Gahhhhh!!!! Annoying people today. And I so wasn't in the mood to deal with it.
First was the.....annoying little flea I guess. She didn't rise to the level of swear words. She wanted boxes. We don't give out boxes. When I told her that she said she was told yesterday to call back early this morning, before we got rid of the boxes unpacked this morning. Yeah, bull. We aren't a rinky dinky little store that unpacks everything in the morning and gets rid of the boxes immediately after, so no one would have told her that. She's trying the old "someone told me", thinking that she's describing policy close enough that I would have boxes put aside for her. No, I'm not that dumb. I told her again that no, we don't give out boxes and then she asked what did we do with our boxes. I didn't directly answer, just said we don't give out boxes and she got a little nasty and said "I asked what you do with your boxes." Well, gee, first it's none of your business what we do with the boxes that we legally own and you have zero claim to. Second, I'm smart enough to know that no matter how I answer that question, your follow-up statement is going to be "Well, since you're just crushing them, you can put aside a few for me" and we're still going to be going round and round about no, you don't get them. So I responded with "Is there something about our products I can help you with?" and she got really nasty and said she'd never be shopping at Target again. Well, gee, people usually want boxes if they are moving so it's not like you'd be around anymore to shop at Target, sweetie.

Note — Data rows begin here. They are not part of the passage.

PR #434, opened 2015-09-17
Added load remover for "Grand Theft Auto V"

zoton2:
Hopefully I didn't mess anything up this time.


fatalis:
just fyi, can be shortened to

```
isLoading
{
	if (version != "")
		return current.loading > 0;
}
```

zoton2:
Ah OK thanks; have just updated the script to work like that. I was too used to all the complicated stuff I was doing for the Vice City autosplitter that I forget how to keep things simple I guess.

PR #437, opened 2015-09-24
Add BioShock 2 Load Remover

Glurmo:


fatalis:
for future reference, you should do it like this

```
state("Bioshock2")
{
	bool isSaving : 0xF42EE8;
	bool isLoading : 0x10B8010, 0x278;
}
```

Glurmo:
Thanks, I updated the script to use the 1.6 style. I originally wrote it before 1.6 was released, didn't notice the recommended syntax changed.

PR #441, opened 2015-10-01
Use C#6 and clean up

CryZe:
This makes LiveSplit's code use most of C# 6's features like the Lambda Syntax for writing Properties and Methods. Also this cleans up a lot of LiveSplit's code. .NET 4.5 is being used from now on as well.


fatalis:
👌

CryZe:
Looks like I broke something with the Contextual Component.

CryZe:
Okay, rebased and fixed the Contextual Component bug (it wasn't even supposed to be part of this, as its not on master yet).

CryZe:
Reminder: Don't forget to fast-forward all the master branches of the submodules to the submodule HEADs.

wooferzfg:
The README should be changed too (C#6, only VS 2015, .NET 4.5)

PR #443, opened 2015-10-03
Random cleanup in Core

fatalis:


LiveSplit/LiveSplit.Core/Model/IRun.cs
```diff
@@ -164,21 +164,20 @@ private static void RemoveNullValues(IRun run, TimingMethod method)
 
         private static void RemoveDuplicates(IRun run, TimingMethod method)
         {
-            for (var index = 0; index < run.Count; index++)
+            foreach (var segment in run)
```
CryZe: Please revert this, because you can't modify the collection in a foreach loop.

PR #444, opened 2015-10-04
Fix issue in previous commit

fatalis:


wooferzfg:
What's the reason for this change?

fatalis:
Cryze said to revert it due to collection modification

wooferzfg:
Don't you only modify the segment's Segment History, not the segment/collection itself?

CryZe:
I misread the code. I'm sorry. There's no actual reason for this.

PR #460, opened 2015-12-04
Fixed Magnetic By Nature 404

0Seren:
Sorry about that...


wooferzfg:
type should be Script, not Component.

PR #483, opened 2016-01-26
Write Split Informations in Text Files

ExploudYourEar:
A background Worker is writing informations in a text file.
There is a sefty code in case the program can't handle the start/stop
process because people are spamming Skip, Undo or Split for some
reasons.
Those informations are :
- Starting Time of an Attempt (local time)
- Ending Time of an Attempt (local time)
- Name of a split
- PB Segment TIme
- Best Segment Time
- Split Time
- Current Comparison
- Timing Method.
  The background worker let livesplit continue without any freeze while
writing informations in text files.


fatalis:
You should use the LivesSplit Server component to interface with LiveSplit.

PR #2451, opened 2024-04-14
Revert PlatformTarget change

wooferzfg:
In https://github.com/LiveSplit/LiveSplit/commit/4b0ccc3085b559b7172d28eaede31dc0ef064c56, we started building LiveSplit.exe to support 64 bit only. I believe the previous behavior was "Any CPU" based on https://stackoverflow.com/a/30352426

### DIFF
--- a/.github/workflows/ci.yml
+++ b/.github/workflows/ci.yml
@@ -35,7 +35,6 @@ jobs:
           dotnet build
           -v m
           -c Release
-          -p:PlatformTarget=x64
           -p:GenerateDocumentationFile=false
           -p:DebugType=None
           .\LiveSplit.sln
@@ -45,7 +44,6 @@ jobs:
           dotnet build
           -v m
           -c UpdateManagerExe
-          -p:PlatformTarget=x64
           -p:GenerateDocumentationFile=false
           -p:DebugType=None
           .\src\UpdateManager\UpdateManager.csproj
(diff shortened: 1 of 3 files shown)


just-ero:
AnyCPU is the default, it doesn't need to be explicitly set.

The `PlatformTarget` was set due to something about webview. I believe not setting it will produce more files in `Components/runtimes`.

wooferzfg:
> AnyCPU is the default, it doesn't need to be explicitly set.

I set it explicitly to make it clearer what's being used. Also, the default when I edit the project files in Visual Studio is `x86`

> The PlatformTarget was set due to something about webview. I believe not setting it will produce more files in Components/runtimes.

I think those extra files are to get it running on different types of processors. We do the same thing for `asr_capi.dll` and `livesplit_core.dll` already.

just-ero:
And `x86` *will* run on *any* CPU. You cannot actually build an app that's somehow both x64 and x86 at the same time.

wooferzfg:
`x86` and `AnyCPU` aren't the same thing https://stackoverflow.com/a/516740

just-ero:
The post you linked is talking about *assemblies* being loaded into a *process*. The process (`LiveSplit.exe`) must still be x86 or x64, making the decision for the target architecture void.

wooferzfg:
> Considering most companies don't even offer x86 versions anymore, I don't believe we should either.

Makes sense. I think it's worth discussing in the Discord before making the change. Also, if we do that, we should remove the x86 DLLs for ASR and livesplit-core.

just-ero:
cc @CryZe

Then the second annoying little flea. She called, asked if we were located near a certain business. Nope, we're not. Then she asked if we were near a different business. I think I might know the Target she wanted from the first business, but no clue with the second business name. Nope, we're not. So what are we near. I told her a very big landmark close by. She said "What (landmark)?" I gave the full name. "Where's that?" Ooookay. Then she asked for the number for the other Target. Well, I'm not entirely certain which other one. Rather than play guessing games and lengthening the phone call past the ridiculous point for someone that isn't even going to come to the store I told her I didn't have the number. She was all mad at that. Honey, if the name of big landmark meant nothing to you, you are far better off Googling the Target you want since I am not sure which one you do want. And one hand on the phone while we figure it out is one less hand to work with, and mouth being engaged with you makes it really hard for me to engage the guests that are spending money.
Then there was the guest that came to the fitting room with two hangers of Jockey thongs. They are technically a packaged item, since the cardboard label is fastened to them and there's more than one. And, ewww. Doubly ewww because they are thongs, so you have not just nasty crotch but nasty ass crack. I wouldn't let her take them in. I said packaged items can't be opened and for health and sanitation reasons underwear can't be taken into the fitting room, period. She looked all goggly eyed at me like I had grown a second head. "But what if it doesn't fit?" Sorry. "I'll leave my underwear on." Sorry. Plus, thong, does it really matter if you put it over your current thong, it's still nasty ass crack.
Then there was the other guest who asked me if it was okay to open the men's socks package so she could feel them. Nope. She looked at me for several seconds, almost like she was trying to will me to change my mind. Nope. She put them back and walked away. Fine. Someone else will pay full price, rather than you damaging the package, deciding you don't want it, and then we have to sell it at the rewrap price.